Segment Start: Input material
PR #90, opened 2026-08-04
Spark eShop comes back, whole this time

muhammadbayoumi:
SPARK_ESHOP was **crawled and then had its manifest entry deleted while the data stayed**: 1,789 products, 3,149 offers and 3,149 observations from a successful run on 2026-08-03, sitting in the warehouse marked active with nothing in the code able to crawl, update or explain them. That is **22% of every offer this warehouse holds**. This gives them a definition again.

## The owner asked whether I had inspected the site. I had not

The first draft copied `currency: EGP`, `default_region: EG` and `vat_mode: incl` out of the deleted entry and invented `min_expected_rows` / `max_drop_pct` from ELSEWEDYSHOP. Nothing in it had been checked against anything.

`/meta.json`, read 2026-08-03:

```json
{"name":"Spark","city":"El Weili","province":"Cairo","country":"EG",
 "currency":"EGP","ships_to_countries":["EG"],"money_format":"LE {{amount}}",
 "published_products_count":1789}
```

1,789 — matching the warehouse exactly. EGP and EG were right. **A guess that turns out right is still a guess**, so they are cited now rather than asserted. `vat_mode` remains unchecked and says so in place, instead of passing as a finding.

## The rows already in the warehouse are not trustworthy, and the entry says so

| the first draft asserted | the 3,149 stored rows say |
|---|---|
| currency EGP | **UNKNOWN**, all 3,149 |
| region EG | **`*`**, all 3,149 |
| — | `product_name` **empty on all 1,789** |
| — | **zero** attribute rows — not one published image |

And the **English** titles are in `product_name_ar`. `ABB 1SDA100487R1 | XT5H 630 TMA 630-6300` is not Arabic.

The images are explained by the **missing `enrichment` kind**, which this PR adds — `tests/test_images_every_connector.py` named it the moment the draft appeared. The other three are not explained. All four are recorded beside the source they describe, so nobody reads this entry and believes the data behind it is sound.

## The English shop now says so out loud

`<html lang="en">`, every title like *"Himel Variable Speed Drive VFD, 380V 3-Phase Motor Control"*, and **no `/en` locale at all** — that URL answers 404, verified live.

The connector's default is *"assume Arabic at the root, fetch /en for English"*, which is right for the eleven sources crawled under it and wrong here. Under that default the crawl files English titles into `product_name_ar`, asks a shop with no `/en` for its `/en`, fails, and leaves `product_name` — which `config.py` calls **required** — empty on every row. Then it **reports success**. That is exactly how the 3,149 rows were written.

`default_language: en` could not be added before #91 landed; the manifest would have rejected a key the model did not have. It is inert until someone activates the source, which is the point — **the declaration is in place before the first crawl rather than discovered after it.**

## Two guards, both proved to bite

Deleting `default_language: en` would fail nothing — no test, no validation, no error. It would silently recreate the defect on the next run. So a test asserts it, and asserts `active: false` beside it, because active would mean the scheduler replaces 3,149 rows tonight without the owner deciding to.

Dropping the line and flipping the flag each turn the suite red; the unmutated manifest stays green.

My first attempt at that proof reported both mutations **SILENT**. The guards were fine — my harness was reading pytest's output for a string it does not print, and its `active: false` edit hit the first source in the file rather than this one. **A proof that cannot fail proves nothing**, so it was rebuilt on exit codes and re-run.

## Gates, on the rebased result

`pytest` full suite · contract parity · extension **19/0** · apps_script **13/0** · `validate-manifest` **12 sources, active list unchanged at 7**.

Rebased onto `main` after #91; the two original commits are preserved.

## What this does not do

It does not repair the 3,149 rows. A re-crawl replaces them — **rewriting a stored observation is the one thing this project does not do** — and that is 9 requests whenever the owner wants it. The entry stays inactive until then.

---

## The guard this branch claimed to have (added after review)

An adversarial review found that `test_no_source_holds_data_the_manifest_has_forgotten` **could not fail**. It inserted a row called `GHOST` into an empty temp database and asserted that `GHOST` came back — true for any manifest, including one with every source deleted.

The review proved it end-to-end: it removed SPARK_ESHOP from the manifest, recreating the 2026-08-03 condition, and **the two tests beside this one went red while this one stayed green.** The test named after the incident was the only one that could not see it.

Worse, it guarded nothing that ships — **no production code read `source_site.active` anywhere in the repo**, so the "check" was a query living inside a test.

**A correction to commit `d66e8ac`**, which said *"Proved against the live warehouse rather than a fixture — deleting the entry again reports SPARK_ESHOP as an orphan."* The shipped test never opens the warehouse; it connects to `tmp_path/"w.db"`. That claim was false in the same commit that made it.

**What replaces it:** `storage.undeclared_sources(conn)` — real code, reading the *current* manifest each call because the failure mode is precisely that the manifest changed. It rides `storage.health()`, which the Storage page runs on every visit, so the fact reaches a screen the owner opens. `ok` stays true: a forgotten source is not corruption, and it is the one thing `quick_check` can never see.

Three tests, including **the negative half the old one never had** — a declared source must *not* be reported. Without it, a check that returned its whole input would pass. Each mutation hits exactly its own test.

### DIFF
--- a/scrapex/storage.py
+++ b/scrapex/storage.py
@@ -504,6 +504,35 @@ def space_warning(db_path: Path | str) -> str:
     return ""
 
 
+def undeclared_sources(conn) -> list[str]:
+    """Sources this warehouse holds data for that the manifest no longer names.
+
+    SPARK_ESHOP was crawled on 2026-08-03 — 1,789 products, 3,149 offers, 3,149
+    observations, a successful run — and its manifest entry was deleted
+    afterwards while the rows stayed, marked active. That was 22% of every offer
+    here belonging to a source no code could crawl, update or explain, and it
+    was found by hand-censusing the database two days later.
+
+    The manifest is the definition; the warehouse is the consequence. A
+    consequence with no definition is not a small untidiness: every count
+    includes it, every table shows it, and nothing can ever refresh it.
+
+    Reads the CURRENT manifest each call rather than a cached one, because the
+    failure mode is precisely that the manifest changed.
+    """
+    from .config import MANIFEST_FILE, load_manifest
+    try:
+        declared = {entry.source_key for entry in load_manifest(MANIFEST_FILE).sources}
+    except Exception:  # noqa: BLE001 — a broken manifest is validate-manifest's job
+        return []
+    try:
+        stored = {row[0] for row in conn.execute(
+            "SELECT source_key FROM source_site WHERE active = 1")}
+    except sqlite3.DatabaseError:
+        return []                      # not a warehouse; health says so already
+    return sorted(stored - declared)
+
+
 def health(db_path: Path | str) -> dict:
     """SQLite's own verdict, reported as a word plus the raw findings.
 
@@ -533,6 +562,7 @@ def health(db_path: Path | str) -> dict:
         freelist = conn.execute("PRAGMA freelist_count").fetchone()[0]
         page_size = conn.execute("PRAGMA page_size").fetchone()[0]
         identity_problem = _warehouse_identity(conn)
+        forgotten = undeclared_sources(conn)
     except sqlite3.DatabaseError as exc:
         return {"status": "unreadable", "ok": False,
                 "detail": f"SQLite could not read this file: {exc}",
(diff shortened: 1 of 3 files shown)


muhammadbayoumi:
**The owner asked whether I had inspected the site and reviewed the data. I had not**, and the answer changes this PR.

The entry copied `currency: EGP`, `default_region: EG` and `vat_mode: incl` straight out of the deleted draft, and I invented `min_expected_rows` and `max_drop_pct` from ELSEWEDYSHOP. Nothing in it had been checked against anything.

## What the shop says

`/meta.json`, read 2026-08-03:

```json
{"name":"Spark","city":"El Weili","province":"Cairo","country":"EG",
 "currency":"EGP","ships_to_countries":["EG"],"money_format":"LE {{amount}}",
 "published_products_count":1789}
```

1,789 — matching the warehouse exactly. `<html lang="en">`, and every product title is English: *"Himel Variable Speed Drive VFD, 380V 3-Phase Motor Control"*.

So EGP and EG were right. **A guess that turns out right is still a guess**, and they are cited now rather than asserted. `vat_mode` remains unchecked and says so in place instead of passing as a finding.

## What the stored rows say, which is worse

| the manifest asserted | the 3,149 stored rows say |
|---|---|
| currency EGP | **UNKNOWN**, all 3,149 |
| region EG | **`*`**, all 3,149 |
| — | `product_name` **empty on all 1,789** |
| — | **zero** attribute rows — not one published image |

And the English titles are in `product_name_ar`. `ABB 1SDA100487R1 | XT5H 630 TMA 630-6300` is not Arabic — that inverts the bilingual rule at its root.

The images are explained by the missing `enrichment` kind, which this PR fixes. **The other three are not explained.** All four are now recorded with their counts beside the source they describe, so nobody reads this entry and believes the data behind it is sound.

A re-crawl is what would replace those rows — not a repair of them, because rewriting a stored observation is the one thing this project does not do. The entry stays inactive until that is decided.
Segment End: Input material
Segment Start: Input material
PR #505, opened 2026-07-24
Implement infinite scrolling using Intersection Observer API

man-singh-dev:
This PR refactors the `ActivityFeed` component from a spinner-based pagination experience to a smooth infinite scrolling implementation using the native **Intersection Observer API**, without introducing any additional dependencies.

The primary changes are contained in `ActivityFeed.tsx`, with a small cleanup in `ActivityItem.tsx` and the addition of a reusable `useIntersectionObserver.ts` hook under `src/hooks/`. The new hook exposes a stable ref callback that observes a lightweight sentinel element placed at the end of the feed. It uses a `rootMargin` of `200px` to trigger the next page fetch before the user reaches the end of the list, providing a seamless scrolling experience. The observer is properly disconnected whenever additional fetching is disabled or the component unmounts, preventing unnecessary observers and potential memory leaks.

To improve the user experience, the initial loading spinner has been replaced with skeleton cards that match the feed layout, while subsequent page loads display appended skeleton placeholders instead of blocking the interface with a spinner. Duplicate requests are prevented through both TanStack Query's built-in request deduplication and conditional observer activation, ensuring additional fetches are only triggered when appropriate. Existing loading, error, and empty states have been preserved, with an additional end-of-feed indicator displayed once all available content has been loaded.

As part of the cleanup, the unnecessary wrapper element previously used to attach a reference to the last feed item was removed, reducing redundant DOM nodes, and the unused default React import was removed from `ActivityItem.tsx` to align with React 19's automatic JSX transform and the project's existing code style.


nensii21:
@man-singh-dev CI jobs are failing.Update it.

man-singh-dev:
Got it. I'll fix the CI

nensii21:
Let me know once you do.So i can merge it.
Segment End: Input material
Segment Start: Input material
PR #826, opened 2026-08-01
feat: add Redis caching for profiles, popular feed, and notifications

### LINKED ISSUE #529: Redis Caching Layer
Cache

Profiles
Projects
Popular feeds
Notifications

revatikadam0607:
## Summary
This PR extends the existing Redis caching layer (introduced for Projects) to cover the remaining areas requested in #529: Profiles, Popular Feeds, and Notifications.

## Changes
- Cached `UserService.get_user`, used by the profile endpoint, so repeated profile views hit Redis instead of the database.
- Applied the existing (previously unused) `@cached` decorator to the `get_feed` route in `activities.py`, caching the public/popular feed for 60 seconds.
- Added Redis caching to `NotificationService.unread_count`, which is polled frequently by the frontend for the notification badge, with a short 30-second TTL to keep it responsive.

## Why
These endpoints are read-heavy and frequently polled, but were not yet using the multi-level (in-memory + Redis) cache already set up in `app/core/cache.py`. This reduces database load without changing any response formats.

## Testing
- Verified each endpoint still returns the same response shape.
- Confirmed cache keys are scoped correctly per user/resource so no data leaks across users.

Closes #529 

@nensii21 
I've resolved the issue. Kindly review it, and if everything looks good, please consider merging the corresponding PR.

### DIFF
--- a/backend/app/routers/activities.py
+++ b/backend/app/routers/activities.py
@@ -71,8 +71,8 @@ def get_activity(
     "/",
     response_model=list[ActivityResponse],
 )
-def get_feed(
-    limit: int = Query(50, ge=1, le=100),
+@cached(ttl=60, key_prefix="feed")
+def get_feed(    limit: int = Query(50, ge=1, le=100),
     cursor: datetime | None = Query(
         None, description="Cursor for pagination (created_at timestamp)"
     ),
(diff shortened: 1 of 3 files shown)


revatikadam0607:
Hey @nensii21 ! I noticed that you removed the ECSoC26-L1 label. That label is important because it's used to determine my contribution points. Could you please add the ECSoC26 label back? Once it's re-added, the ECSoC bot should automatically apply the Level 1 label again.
Segment End: Input material
• Activity: Above are the records; from them, give again exactly the lines from the one containing "PR #90, opened 2026-08-04" through the one containing "404, verified live.", both included.

• Output below:
PR #90, opened 2026-08-04
Spark eShop comes back, whole this time

muhammadbayoumi:
SPARK_ESHOP was **crawled and then had its manifest entry deleted while the data stayed**: 1,789 products, 3,149 offers and 3,149 observations from a successful run on 2026-08-03, sitting in the warehouse marked active with nothing in the code able to crawl, update or explain them. That is **22% of every offer this warehouse holds**. This gives them a definition again.

## The owner asked whether I had inspected the site. I had not

The first draft copied `currency: EGP`, `default_region: EG` and `vat_mode: incl` out of the deleted entry and invented `min_expected_rows` / `max_drop_pct` from ELSEWEDYSHOP. Nothing in it had been checked against anything.

`/meta.json`, read 2026-08-03:

```json
{"name":"Spark","city":"El Weili","province":"Cairo","country":"EG",
 "currency":"EGP","ships_to_countries":["EG"],"money_format":"LE {{amount}}",
 "published_products_count":1789}
```

1,789 — matching the warehouse exactly. EGP and EG were right. **A guess that turns out right is still a guess**, so they are cited now rather than asserted. `vat_mode` remains unchecked and says so in place, instead of passing as a finding.

## The rows already in the warehouse are not trustworthy, and the entry says so

| the first draft asserted | the 3,149 stored rows say |
|---|---|
| currency EGP | **UNKNOWN**, all 3,149 |
| region EG | **`*`**, all 3,149 |
| — | `product_name` **empty on all 1,789** |
| — | **zero** attribute rows — not one published image |

And the **English** titles are in `product_name_ar`. `ABB 1SDA100487R1 | XT5H 630 TMA 630-6300` is not Arabic.

The images are explained by the **missing `enrichment` kind**, which this PR adds — `tests/test_images_every_connector.py` named it the moment the draft appeared. The other three are not explained. All four are recorded beside the source they describe, so nobody reads this entry and believes the data behind it is sound.

## The English shop now says so out loud

`<html lang="en">`, every title like *"Himel Variable Speed Drive VFD, 380V 3-Phase Motor Control"*, and **no `/en` locale at all** — that URL answers 404, verified live.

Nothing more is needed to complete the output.